++++ Entries provided

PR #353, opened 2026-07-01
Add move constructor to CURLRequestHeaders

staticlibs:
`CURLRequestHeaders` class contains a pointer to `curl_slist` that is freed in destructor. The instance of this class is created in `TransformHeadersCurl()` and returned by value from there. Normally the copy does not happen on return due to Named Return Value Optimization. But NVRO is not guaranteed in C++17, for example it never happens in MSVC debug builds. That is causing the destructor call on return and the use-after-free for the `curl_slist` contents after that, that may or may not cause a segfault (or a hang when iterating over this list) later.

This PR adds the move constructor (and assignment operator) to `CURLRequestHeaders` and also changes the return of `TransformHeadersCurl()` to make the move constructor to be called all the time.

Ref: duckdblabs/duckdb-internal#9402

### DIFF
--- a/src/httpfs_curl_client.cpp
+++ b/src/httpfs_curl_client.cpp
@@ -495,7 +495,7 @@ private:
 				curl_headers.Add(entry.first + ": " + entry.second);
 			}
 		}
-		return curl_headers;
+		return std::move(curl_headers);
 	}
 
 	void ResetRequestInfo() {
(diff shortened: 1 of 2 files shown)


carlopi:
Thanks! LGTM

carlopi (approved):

++++++++
++++ Entries provided

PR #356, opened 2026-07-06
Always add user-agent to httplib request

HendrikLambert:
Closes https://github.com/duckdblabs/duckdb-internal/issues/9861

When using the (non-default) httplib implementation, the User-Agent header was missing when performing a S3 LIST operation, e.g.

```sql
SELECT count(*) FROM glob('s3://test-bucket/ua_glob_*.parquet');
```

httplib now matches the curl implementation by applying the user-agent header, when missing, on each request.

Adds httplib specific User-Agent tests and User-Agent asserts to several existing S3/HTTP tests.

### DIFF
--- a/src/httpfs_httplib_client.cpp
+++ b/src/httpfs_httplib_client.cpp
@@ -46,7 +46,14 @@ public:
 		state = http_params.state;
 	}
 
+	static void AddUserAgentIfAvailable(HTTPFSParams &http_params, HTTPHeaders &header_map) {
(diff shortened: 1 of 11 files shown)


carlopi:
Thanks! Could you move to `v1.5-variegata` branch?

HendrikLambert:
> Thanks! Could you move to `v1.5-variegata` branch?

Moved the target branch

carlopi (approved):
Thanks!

++++++++

**Work request**
Scan the data above, find each line with "TransformHeadersCurl", and copy it.

**Task result**
`CURLRequestHeaders` class contains a pointer to `curl_slist` that is freed in destructor. The instance of this class is created in `TransformHeadersCurl()` and returned by value from there. Normally the copy does not happen on return due to Named Return Value Optimization. But NVRO is not guaranteed in C++17, for example it never happens in MSVC debug builds. That is causing the destructor call on return and the use-after-free for the `curl_slist` contents after that, that may or may not cause a segfault (or a hang when iterating over this list) later.
This PR adds the move constructor (and assignment operator) to `CURLRequestHeaders` and also changes the return of `TransformHeadersCurl()` to make the move constructor to be called all the time.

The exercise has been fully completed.